(WHAT TO WORK ON): Produce word for word the lines of the data below running from the one that has "There is an" to the one that has "(line 2883) both", inclusive, and no others.

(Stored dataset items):

Issue #5, opened 2018-02-05
Migrate guava logic to java 8


HugoMario:
There is an error with dependency classes from guava. But instead fixing it with maven dependency declaration, let's take this chance to migrate that logic to Java 8.

jmini:
At the moment there is a compile dependency on Guava:

* In [AbstractJavaCodegen#sanitizePackageName(String)](https://github.com/swagger-api/swagger-codegen-generators/blob/master/src/main/java/io/swagger/codegen/languages/java/AbstractJavaCodegen.java#L1098) (line 1098) you are using guava perform this check: `Strings.isNullOrEmpty(packageName)`
* In [DefaultCodegenConfig.removeNonNameElementToCamelCase(String, String)](https://github.com/swagger-api/swagger-codegen-generators/blob/master/src/main/java/io/swagger/codegen/languages/DefaultCodegenConfig.java#L2883) (line 2883) both `com.google.common.base.Function` and `com.google.common.collect.Lists` are used.

@HugoMario: I guess you mention rewritting the code for the second use case.

---

In the mean time I had a look a the dependencies tree, guava `15.0` is already a `test` scope dependency, so I added the same version a `compile` dependencies.

```
<dependency>
	<groupId>com.google.guava</groupId>
	<artifactId>guava</artifactId>
	<version>15.0</version>
</dependency>
```

jmini:
I think the guava version included in the last released version of this project (`1.0.0-rc0`) was guava `23.0`.

The guava dependency is no longer present in the last SNAPSHOT version used in the current dependencies.

See also my analysis (with screenshot) in #4.

jmini:
I have missed usage of `com.google.common.collect.LinkedListMultimap` in `JavaClientCodegen`. Not sure what you want to do about it.

HugoMario:
Well, the idea is remove any `guava` dependency

jmini:
To replace `LinkedListMultimap` with java8 code, I found this blog post: http://fahdshariff.blogspot.fr/2017/07/java-8-multimaps.html

Second pull request: #7.

HugoMario:
Travis has a success build now, but it seems there is a config error.
https://api.travis-ci.org/v3/job/338265006/log.txt

PR #6, opened 2018-02-06
remove dependency to guava in code

jmini:
This is a possible fix for #5.

With this change, the java code no longer uses guava. Imports of following classes are removed:

* `com.google.common.base.Function`
* `com.google.common.collect.Lists`
* `com.google.common.base.Strings`

This change do not compile on my machine, because other changes occured in the SNAPSHOT libraries referenced as dependency.

In oder to verify my change, I had to switch back to the same released versions as with release `1.0.0-rc0`, properties:

```
<swagger-parser-version>2.0.0-rc3</swagger-parser-version>
<swagger-core-version>2.0.0-rc4</swagger-core-version>
<swagger-codegen-version>3.0.0-rc0</swagger-codegen-version>
```

Changing the versions is not a solution that should be commited to the master branch. The code needs to be changed to work with the lattest SNAPSHOT versions

### DIFF
--- a/src/main/java/io/swagger/codegen/languages/DefaultCodegenConfig.java
+++ b/src/main/java/io/swagger/codegen/languages/DefaultCodegenConfig.java
@@ -1,8 +1,6 @@
 package io.swagger.codegen.languages;
 
 import com.github.jknack.handlebars.Handlebars;
-import com.google.common.base.Function;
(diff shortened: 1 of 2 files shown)


HugoMario:
thanks @jmini it does still not fix #5 , but i'll work on it.

PR #7, opened 2018-02-06
remove guava dependency (2)

### LINKED ISSUE #5: Migrate guava logic to java 8

jmini:
One more step to fix #5.
Second step for #6.


HugoMario:
Thanks @jmini

PR #24, opened 2018-02-25
Map description from RequestBody in CodegenParameter

jmini:


HugoMario:
looks good, thanks @jmini !

PR #32, opened 2018-03-07
Remove jmustache dependency

jmini:


jmini:
After the change made in PR https://github.com/swagger-api/swagger-codegen/pull/7757, this project no longer depends from `jmustache`.

PR #41, opened 2018-03-15
Migrate `html2` Codegen

jmini:
Migration of the `html2` generators

According to the step by step procedure described here: [Swagger Codegen migration](https://github.com/swagger-api/swagger-codegen/wiki/Swagger-Codegen-migration-(swagger-codegen-generators-repository))

Clean-up tasks for the `swagger-codegen` repository are prepared on my branch [patch-12](https://github.com/jmini/swagger-codegen/tree/patch-12).
I will open the pull request once this pull request is merged.

Known issue:

* Blank spaces in the generated html code (handlebars is used instead of mustache, fine-tuning of the templates can be made later)

PR #42, opened 2018-03-16
Fix compile error

jmini:
Introduced due to a conflict between #40 and #41.

@HugoMario can you merge this?


jmini:
@HugoMario has pushed a similar fix with db4b4920c00d779652d59e0580685da04ca2c73a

(EXERCISE SOLUTION):
There is an error with dependency classes from guava. But instead fixing it with maven dependency declaration, let's take this chance to migrate that logic to Java 8.

jmini:
At the moment there is a compile dependency on Guava:

* In [AbstractJavaCodegen#sanitizePackageName(String)](https://github.com/swagger-api/swagger-codegen-generators/blob/master/src/main/java/io/swagger/codegen/languages/java/AbstractJavaCodegen.java#L1098) (line 1098) you are using guava perform this check: `Strings.isNullOrEmpty(packageName)`
* In [DefaultCodegenConfig.removeNonNameElementToCamelCase(String, String)](https://github.com/swagger-api/swagger-codegen-generators/blob/master/src/main/java/io/swagger/codegen/languages/DefaultCodegenConfig.java#L2883) (line 2883) both `com.google.common.base.Function` and `com.google.common.collect.Lists` are used.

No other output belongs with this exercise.